ISSN 1470-3947 (print) | ISSN 1479-6848 (online)

Endocrine Abstracts (2008) 16 P65

Surgical management of renal hyperparathyroidism: a preliminary series report

Diaconescu Mihai Radu, Costea Ioan, Glod Mihai, Grigorovici Mirela & Covic Adrian


University of Medicine and Pharmacy ‘Gr T Popa’, IVth Surgical Clinic, Iasi, Romania.


Background: Renal hyperparathyroidism (RHPT) is a frequent complication of uremic patients on hemodialysis and despite various advances in medical therapy parathyroidectomy is necessary in a semnificative number of cases.

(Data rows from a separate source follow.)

PR #41, opened 2020-02-19
Split ulab into multiple modules

jepler:
When client code is written like
```python
from ulab import fft
...
fft.fft(...)
```
and a particular target disables fft at compile time, the error will occur early (at 'import' time), not late when the fft functionality is actually used.

There are still some oddities, but they seem to be limitations of how built in C modules work in micro/circuit python.  Before we take the split downstream in circuitpython, we're going to investigate what can be done to fix it.  Two main things are:  We would prefer if `import ulab` behaved more like a "regular" package, and didn't make `ulab.fft` available.  But, relatedly, `import ulab.fft as fft` doesn't work, giving an odd error:
```
>>> import ulab.fft as fft
ImportError: no module named 'ulab'
```


jepler:
Right now this revives the problem of non working properties in micropython.  For the benefit of micropython users, it should probably not be merged in this state.  SInce we are using our own "bindings" code in circuitpython, one possibility is to revert the use of properties in micropython-ulab.  I'm open to suggestions about how to handle it.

Patients and methods: We reviewed our experience (first in Romania) regarding thirtyfour patients with RHPT operated on in our clinic between 1994 and 2007 evaluating the diagnosis methods, surgical indications, techniques and results together with the evolution of our own therapeutical concept. The study included 20 men and 14 women of median age of 48 (range 26–75) years, performing hemodialysis (n=32) or peritoneal dialysis (n=2) from 8.2 (range 3 to 16) years respectively. Two patients received an unsuccessful renal graft. The diagnosis was established by anamnesis, clinical complaints (mainly osteoarticular pains,osteoporosis, fractures and divulsions), muscle weakness, severe itching and mental troubles), completed by anormal values of calcaemia, hyperphosphataemia and intact PTH. Ultrasonography and CT scan were useful only in ‘adenomised’ parathyroids and co-existent thyroid pathology.

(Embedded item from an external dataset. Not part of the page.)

PR #45, opened 2020-02-27
Move zeros(), ones() to base ulab module

jepler:
These functions should be available regardless of whether linear algebra functions like ulab.linalg.det are available.


v923z:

Results: All the patients were operated on. Twenty subtotal parathyroidectomies 12 total parathyroidectomies (4 with autoimplantation), and two limited resections (adenomectomies) were performed (two video-assisted). There were no deaths and the operative morbidity was 2,9% (vocal cord hemiparesis – one case). Pathology revealed that RHTP was due to four gland diffuse hyperplasia (n=18) or nodular hyperplasia (n=14).Two neglected parathyroid adenomas with recurrent urolithiasis, finally considered as tertiary HPT, one parathyroid carcinoma (in the fourth parathyroid gland),one thymoma and one occult papillary thyroid carcinoma was identified. Clinical and biochemical cure was achieved at median term control of 38 (range 2–150) months in 85% (n=29) of cases.

Conclusion: Parathyroidectomy is effective for long intervals as symptomatic therapy in cases of RHPT appearing in uremic patients on hemodialysis or after renal transplant but the optimal technique must be individualised on each case and still to be debated.